"Ho there! Cazander Pisquare here, enthusiastic assistant engineer. Press the screen to escape this message and resume the feature Mars is for Heroes starring Queen McSteve as Major Bumkiss.
"In case you were wondering, I've got a report from the mummyship scooped fresh out of burbling verbose protein printout. After a grueling 5 nanosecond overhaul-- whoops, it's still sticky, gotta get it unwrinkled-- a scarab repair team got the boojums ironed out of the Snark drive. I bet you didn't even notice. You're sitting there in row *puce*, seat *lovejoy* and you didn't even detect the slightest flutter in fractal fun. Didja? What, you can't remember even getting on the ship? That's because we're dispensing as much ether as we're slipping through, like skating on squashseed shoes.
"The short explanation is that Spacemummy was trying to deal with a broken art and he didn't notice that boojums had entered the Snark drive through the compost reactor.
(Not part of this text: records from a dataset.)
PR #248, opened 2023-03-13
Add total timeout + limit redis queue retries

ikreymer:


tw4l (approved):
Looks like we may need additional fixes in PRs to come but this makes a big improvement, thanks!

PR #253, opened 2023-03-17
Dev 0.9.0 Beta 1 Work - Playwright Removal + Worker Refactor + Redis State

ikreymer:
Combines previous PR:
- Switch to Playwright
- Refactor Crawl State to always use redis-based crawl state
- Use sorted queue
- PageWorker runs loop per worker, keeps track of cdp per-worker state


tw4l:
Latest changes look great! I've tested with Chrome/Chromium and Brave, and seeing faster crawls with no errors. Was also able to successfully create, save, and load profiles with both browser bases.

tw4l (approved):

PR #254, opened 2023-03-17
Logger cleanup

ikreymer:
Switch logger to a singleton that is imported, instead of creating a new Logger in each file.


tw4l (approved):
LGTM and test crawl went well

PR #257, opened 2023-03-21
Add option for sleep interval after behaviors run

### LINKED ISSUE #131: [Request] Add option for sleep interval between page crawls to avoid captchas/rate limits
Hello!
I'm trying to crawl a huge website which starts asking for captchas after crawling a few hundreds of pages in a short amount of time.
Since setting workers=1 is not enough to avoid hitting the captcha "rate limit", I'm here to ask for the addition of an option to specify a custom sleep interval (e.g. 5 seconds) which makes the crawler do nothing for the specified amount of time before crawling the next page.
[Youtube-dl has a similar option too](https://github.com/ytdl-org/youtube-dl/blob/master/README.md#workarounds), and in my experience it has been useful in other similar circumstances.
Thanks!

tw4l:
Fixes #131 

Very open to ideas for a better name for this arg! Could be `waitAfterPage`? or even just `waitAfter`?

### DIFF
--- a/README.md
+++ b/README.md
@@ -68,13 +68,12 @@ Browsertrix Crawler includes a number of additional command-line options, explai
       --crawlId, --id                       A user provided ID for this crawl or
                                              crawl configuration (can also be se
                                             t via CRAWL_ID env var)
-                                              [string] [default: "06bf9a4df9f7"]
+                                              [string] [default: "ce75810e6874"]
       --newContext                          Deprecated as of 0.8.0, any values p
                                             assed will be ignored
                                                         [string] [default: null]
-      --waitUntil                           Puppeteer page.goto() condition to w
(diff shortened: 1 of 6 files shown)


ikreymer:
> Fixes #131
> 
> Very open to ideas for a better name for this arg! Could be `waitAfterPage`? or even just `waitAfter`?

Hm, `pageDelay` or `pageExtraDelay`? This is a hard one :)

Separately, wonder if we should rename `--timeout` to `pageLoadTimeout` or something more descriptive and deprecate generic timeout

tw4l:
@ikreymer Updated names and README

ikreymer:
Added some more time-related refactoring, mostly just consolidating settings to seconds, and only converting to ms when needed for API calls

ikreymer (approved):

PR #264, opened 2023-03-24
Ensure crawler can't run out of space with --diskUtilization param

### LINKED ISSUE #242: Ensure Crawler Can Not Run out of Disk Space / Stops at Disk Utilization
In addition to, `--sizeLimit` option, which checks for fixed size, also add a `--diskUtilization=<percent>` threshold that the crawl can not exceed. Part of webrecorder/browsertrix-cloud#579 but specifically focused on the crawler itself.

- If the diskUtilization threshold is reached, the crawl should run the post-crawl steps and exit.
- If the threshold is reached on startup, the crawler should exit (after running the post-crawl steps).
- By default, the threshold should be 90%. if creating WACZ or WARC, should be otherwise 45% (to allow for double write, until we have WACZ streaming write). If both WACZ and WARC, should be 30%.

tw4l:
Fixes #242 

The first commit implements `--diskUtilization` as described in the issue. I found that this stopped a lot of crawls prematurely in local testing even though the total size, even after combining WARCs and generating WACZ, still wouldn't have crossed the disk threshold.

The second commit modifies the routine to keep the disk utilization percentage high (90% by default) but instead projects whether that threshold is likely to be reached based on the size of the current archive directory (x4 if combineWARC and generateWACZ are passed, x2 if only one of them).

### DIFF
--- a/crawler.js
+++ b/crawler.js
@@ -553,11 +553,14 @@ export class Crawler {
   async checkLimits() {
     let interrupt = false;
 
+    let dir;
+    let size;
+    if (this.params.sizeLimit || this.params.diskUtilization) {
+      dir = path.join(this.collDir, "archive");
+      size = await getDirSize(dir);
+    }
+
     if (this.params.sizeLimit) {
-      const dir = path.join(this.collDir, "archive");
-
-      const size = await getDirSize(dir);
-
       if (size >= this.params.sizeLimit) {
         logger.info(`Size threshold reached ${size} >= ${this.params.sizeLimit}, stopping`);
         interrupt = true;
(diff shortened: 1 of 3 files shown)


util/storage.js
```diff
@@ -148,6 +150,21 @@ export async function getDirSize(dir) {
   return size;
 }
 
+export async function getDiskUsage(path="/") {
+  const exec = util.promisify(child_process.exec);
+  const result = await exec(`df ${path}`);
```
ikreymer, line 155: I wonder if this is the best way to check disk usage... i guess maybe it is, instead of using some node library for it?
I suppose if it works well, can go with this for now..

crawler.js
```diff
@@ -573,6 +576,33 @@ export class Crawler {
...
+      if (usedPercentage >= this.params.diskUtilization) {
+        logger.info(`Disk utilization threshold reached ${usedPercentage}% > ${this.params.diskUtilization}%, stopping`);
+        interrupt = true;
+      }
+
+      // Check that disk usage isn't likely to cross threshold
+      const kbUsed = parseInt(diskUsage["Used"]);
+      const kbTotal = parseInt(diskUsage["1K-blocks"]);
+      let kbArchiveDirSize = Math.floor(size/1024);
+      if (this.params.combineWARC && this.params.generateWACZ) {
```
ikreymer, line 592: Nice, yes, this is a better way to do this!

util/storage.js
tw4l: I looked for node libraries first (like https://www.npmjs.com/package/check-disk-space and https://www.npmjs.com/package/diskusage) but they all seemed to be wrappers for OS tools like `df` or its Windows equivalent so I figured I'd spare us another dependency and just implement it myself.

PR #266, opened 2023-03-28
worker index: set worker index automatically to work with k8s naming

ikreymer:
- if CRAWL_ID env var set to 'crawl-id-name' while hostname is 'crawl-id-name-N' (automatically set via k8s statefulsets), then set starting worker index to N * numWorkers


tw4l (approved):
Looks good and tested and working well with 3 crawler instances, nice work!

PR #267, opened 2023-03-29
Reset locked pending URLs when crawler restarts.

ikreymer:
Currently, for every URL added to the pending set `<crawl-id>:p`, a 'lock' key is created `<crawl-id>:p:<url>` to indicate that this pending URL is still locked, eg. being processed by a crawler.

If a crawler crashes/is restarted however, the lock keys remain in Redis, even though those URLs should no longer be locked.

This PR sets the lock key to the unique id (usually hostname) of the crawler.
Then, on restart, the crawler will clear its own lock keys before resuming the crawl, as they are no longer being processed.
This allows pending URLs to be retried again (or marked as failed) more quickly.

This clearOwnPending() checks for every `<crawl-id>:p:<url>` if the lock is held by the current crawler, and if so, removes it.

### DIFF
--- a/crawler.js
+++ b/crawler.js
@@ -161,7 +161,7 @@ export class Crawler {
     this.crawlState = new RedisCrawlState(redis, this.params.crawlId, this.maxPageTime, os.hostname());
 
     // clear any pending URLs from this instance
-    await this.crawlState.clearOwnPending();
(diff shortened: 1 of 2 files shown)


tw4l (approved):
Looks good!

PR #273, opened 2023-03-31
Add unit test for sizeLimit

### LINKED ISSUE #258: Test Improvements: Add tests to ensure sizeLimit (and possibly timeLimit) are applied correctly!
We may not currently have a test specifically for sizeLimit (related to #256)
Should add test for this, and possibly timeLimit as well

stavares843:
How to test:

- run the following command

` yarn test check_limits.test.js`

Captura de ecrã 2023-03-31, às 23 00 53

Resolves #258


stavares843:
works locally but fails in CI 😅

PR #275, opened 2023-04-01
Add --maxPageLimit override

ikreymer:
Adding a new `--maxPageLimit` flag as the best solution for webrecorder/browsertrix-cloud#716

The new flag overrides the `--pageLimit/--limit` flag to ensure the limit is no greater than maxPageLimit if both are set.
This allows for the regular `--pageLimit` to be configured by user in user crawl config settings, while the `--maxPageLimit` can be configured by an admin.

Also rename `--limit` -> `--pageLimit` for clarity, keeping `--limit` as alias.

### DIFF
--- a/util/argParser.js
+++ b/util/argParser.js
@@ -68,8 +68,15 @@ class ArgParser {
         type: "number"
       },
 
-      "limit": {
+      "pageLimit": {
+        alias: "limit",
         describe: "Limit crawl to this number of pages",
+        default: 0,
+        type: "number",
+      },
+
+      "maxPageLimit": {
+        describe: "maximum pages to crawl, overriding pageLimit if both are set",
         default: 0,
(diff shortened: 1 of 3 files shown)


util/argParser.js
```diff
@@ -68,12 +68,19 @@ class ArgParser {
...
-      "limit": {
+      "pageLimit": {
+        alias: "limit",
         describe: "Limit crawl to this number of pages",
         default: 0,
         type: "number",
       },
 
+      "maxPageLimit": {
+        describe: "maximum pages to crawl, overriding pageLimit if both are set",
```
tw4l, line 79:
```suggestion
        describe: "Maximum pages to crawl, overriding pageLimit if both are set",
```

Bit of a nit, but the other arg descriptions start with a capital letter

Issue #268, opened 2023-03-29
Support Contextual Information in datapackage.json for WACZ


markpbaggett:
With browsertrix-crawler, a user can use `combineWARC` to write contextual information defined in the `warcinfo` property into the destination warc. When the warc is read, the fields defined in the property can be read.

```
WARC/1.0
WARC-Filename: exhibitstwo_0.warc.gz
WARC-Date: 2023-03-29T13:58:06Z
WARC-Type: warcinfo
WARC-Record-ID: <urn:uuid:0b216a80-253c-4324-9dc7-a0e18e535b66>
Content-Type: application/warc-fields
Content-Length: 712

software: Browsertrix-Crawler 0.8.0-beta.2 (with warcio.js 1.6.2 pywb 2.7.3)
format: WARC File Format 1.0
title: Database of the Smokies
type: collection
operator: Mark Baggett askDI@utk.edu
hostname: www.lib.utk.edu
creator: University of Tennessee, Libraries
description: This warc contains web assets associated with the Database of the Smokies (DOTS). DOTS provided citations to written works about the Great Smoky Mountains National Park and bordering  communities from 1935 to the present day. In 2023, a decision was made to sunset DOTS but provide ongoing access to its contents. While DOTS will be spun down, its web archive will be made available for perpetuity.
```

There does not appear to be a way currently with Browsertrix-Crawler (0.8.0-beta.2) to do a similar thing where one could add contextual information about the contents of a WACZ to the datapackage.json file. The WACZ spec states that a "WACZ file includes all the data that is needed for the rendering archived content as well as [contextual information](https://specs.webrecorder.net/wacz/1.1.1/#dfn-context) required for users to interpret it." It goes further to state that "the datapackage.json SHOULD include properties that allow rendering applications to present the user with [contextual information](https://specs.webrecorder.net/wacz/1.1.1/#dfn-context) about the web archive:" including `title`, `description`, "other properties from the [[FRICTIONLESS-DATA-PACKAGE](https://specs.webrecorder.net/wacz/1.1.1/#bib-frictionless-data-package)] specification such as licenses, version, organization, contributors, email," and "custom properties that do not interfere with pre-existing properties."

Is there a way currently or are there plans to add a method to add contextual information from the config to `datapackage.json`? If not, I think this would be a great addition.

ikreymer:
[...]

PR #276, opened 2023-04-03
Add --title and --description CLI args to write metadata into datapackage.json

tw4l:
Initial implementation of #268 

Multi-word values with spaces must be passed to `--title` and `--description`/`--desc` (alias added for consistency with py-wacz) using quoted strings, e.g.:

```bash
docker run crawler crawl --url https://example.com --collection test-collection --generateWACZ --title "Test title" --description "Lorem ipsum"
```

### DIFF
--- a/docker-entrypoint.sh
+++ b/docker-entrypoint.sh
@@ -23,6 +23,6 @@ if [ "$MY_GID" != "$VOLUME_GID" ] || [ "$MY_UID" != "$VOLUME_UID" ]; then
     cmd="cd $PWD; $@"
     su btrix -c "$cmd"
 else
-    exec $@
+    exec "$@"
 fi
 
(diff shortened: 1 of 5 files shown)


docker-entrypoint.sh
```diff
@@ -23,6 +23,6 @@ if [ "$MY_GID" != "$VOLUME_GID" ] || [ "$MY_UID" != "$VOLUME_UID" ]; then
     cmd="cd $PWD; $@"
     su btrix -c "$cmd"
```
ikreymer, line 24: A quick change to also 
```suggestion
su btrix -c 'cd $PWD; "$@"' -- argv0-ignore "$@"
```

Based on https://unix.stackexchange.com/questions/479587/first-argument-passed-to-wrapper-script-is-ignored/479645#479645

docker-entrypoint.sh
```diff
@@ -23,6 +23,6 @@ if [ "$MY_GID" != "$VOLUME_GID" ] || [ "$MY_UID" != "$VOLUME_UID" ]; then
     cmd="cd $PWD; $@"
```
ikreymer, line 23: No longer needer, per next line change.
```suggestion
```

PR #1054, opened 2026-06-22
deps: lighthouse 13.4.0/puppeteer 25.2.0

mistydemeo:
#1049 bumped puppeteer-core, but left puppeteer in the devDependencies on the previous version. It looks like our lighthouse dependency was also using puppeteer 24.x. Upgrading both of these gets everything onto the same version.


tw4l:
It looks like https://github.com/webrecorder/browsertrix-crawler/pull/1052/ may be removing `lighthouse` entirely, as it appears to be an unused dependency.

mistydemeo:
Oh, and it's removing puppeteer too. In that case, I'll just close this.

PR #1055, opened 2026-06-22
restrict auto-adding redirected seeds

### LINKED ISSUE #1051: Restrict seed redirects to only same scheme/www. differences
In #476 we added support for automatically adding new seeds if a seed page redirects to a different URL.
However, the current implementation is too broad.
This was intended for, say `http://www.example.com/` -> `https://example.com/` type redirect involving changes in scheme or www. prefix.

Currently, this allows unrelated redirects, such as `https://some-site.example.com/` -> `https://facebook.com/some-site`, which if the user is intending to crawl with `scopeType: prefix`, could result in all of Facebook being crawled. This is undesired behavior.

We should only add a new seed in limited circumstances, otherwise can crawl just the redirect page that was already loaded and not anything else from that seed.

ikreymer:
allow redirected seeds to be added as new seeds only if new URL differs by www. prefix or scheme:
- add new normalizedRedirectSeedUrl() which strips only www. and scheme
- if different redirect, print warning that new seed is not added
- if new seed page URL is in scope of original, continue as before, as crawl should be able to continue with original seed scope

fixes #1051

### DIFF
--- a/src/crawler.ts
+++ b/src/crawler.ts
@@ -74,6 +74,7 @@ import { initProxy } from "./util/proxy.js";
 import { initFlow, nextFlowStep } from "./util/flowbehavior.js";
 import { isDisallowedByRobots, setRobotsConfig } from "./util/robots.js";
 import { request } from "undici";
+import { normalizedRedirectSeedUrl } from "./util/normalize.js";
 
 const btrixBehaviors = fs.readFileSync(
   new URL(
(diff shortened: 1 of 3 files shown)


src/crawler.ts
```diff
@@ -2505,17 +2506,40 @@ self.__bx_behaviors.selectMainBehavior();
...
-        origUrl: url,
-        newUrl: respUrl,
-        seedId: data.seedId,
-      });
+      const newUrl = respUrl;
+      const origUrl = url;
+      const seedId = data.seedId;
+
+      if (
+        normalizedRedirectSeedUrl(origUrl) == normalizedRedirectSeedUrl(newUrl)
```
tw4l, line 2514: I think we likely also want to pass the new URL to `addExtraSeed` if it isn't not the same seed URL post-normalization but is otherwise in scope, as might be the case for a few reasons (e.g. content moved from one subdomain to another in crawl with `host` scopeType, or to a domain that's covered by `include`s).

tw4l: In these cases I believe the links discovered on the new URL should be in scope either way, but probably better to be consistent, especially since we track which pages come from which seeds.

ikreymer: Hm, but it still comes from the original seed that was redirected? I guess could go either way on this, eg. if `example.com/page1.html` 301 redirects to `example.com/page2.html` with `host` scope, new URLs are should we add page2.html as a seed? since it was technically discovered from both page1.html by way of page2.html (since loading page1 will always redirect to page2)

tw4l: Hm, yeah I guess that's true. I was thinking more of a case where `original.example.com` redirects to `new.example.com`, which may be in scope depending on selected scope type. But that's admittedly edge case-y, and not adding `new.example.com` as a seed in this case if in scope wouldn't break anything.

tw4l (approved):
Changes make sense.

Tested:

- https://www.webrecorder.net: Added new seed of https://webrecorder.net and continued crawl as expected
- http://www.webrecorder.net: Added new seed of https://webrecorder.net and continued crawl as expected
- https://browsertrix.cloud: Crawled redirected page https://webrecorder.net/browsertrix but did not add new seed as expected
- https://browsertrix.com: Crawled redirected page https://webrecorder.net/browsertrix and other pages on browsertrix.com but did not add new seed as expected

A bit tricky to add integration tests here but a unit test for `normalizedRedirectSeedUrl` seems like it would be a good addition.

PR #1058, opened 2026-06-24
Add option to disable media sources

mistydemeo:
This uses wabac's media source script to try to disable media types we currently have trouble playing back, for example YouTube's more complex video formats.

### DIFF
--- a/src/util/argParser.ts
+++ b/src/util/argParser.ts
@@ -792,6 +792,15 @@ class ArgParser {
           type: "number",
           default: -1,
         },
+
+        disableMediaSource: {
+          describe:
+            "If set, runs a script to disable AV1 media types for video site captures",
+          type: "boolean",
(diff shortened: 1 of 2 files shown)


src/util/argParser.ts
```diff
@@ -792,6 +792,15 @@ class ArgParser {
           type: "number",
           default: -1,
         },
+
+        disableMediaSource: {
+          describe:
+            "If set, runs a script to disable AV1 media types for video site captures",
```
ikreymer, line 798:
```suggestion
            "If set, runs a script to disable Media Source API for all pages (canPlayType() returns false)",
```

ikreymer:
Handling this via behaviors instead (webrecorder/browsertrix-behaviors#142 so will not need a new flag, just a doc update via #1062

Broken arm? No, I said art. He was looking over some old love poetry when he had a routine failure to thrive error. Usually it happens well after Solstice. But this time, he got struck down and within minutes he was laying in sickbay staring at the ceiling.
"Fortunately, the mummy's recovery time is getting shorter and shorter. Without anyone checking in on him, his state vector doesn't keep collapsing. Better to be left up to uncertainty than to pin a tail on his donkey.
"The remainder of your trip should be completely uneventful, so long as we don't get caught in the massive starjelly that's heading this way. The last thing we ask is that you all lean to the left when we play the first dozen notes to Living Thing by ELO. If you don't know what that is, follow your neighbor. Thanks for flying Transmummy Vectorways."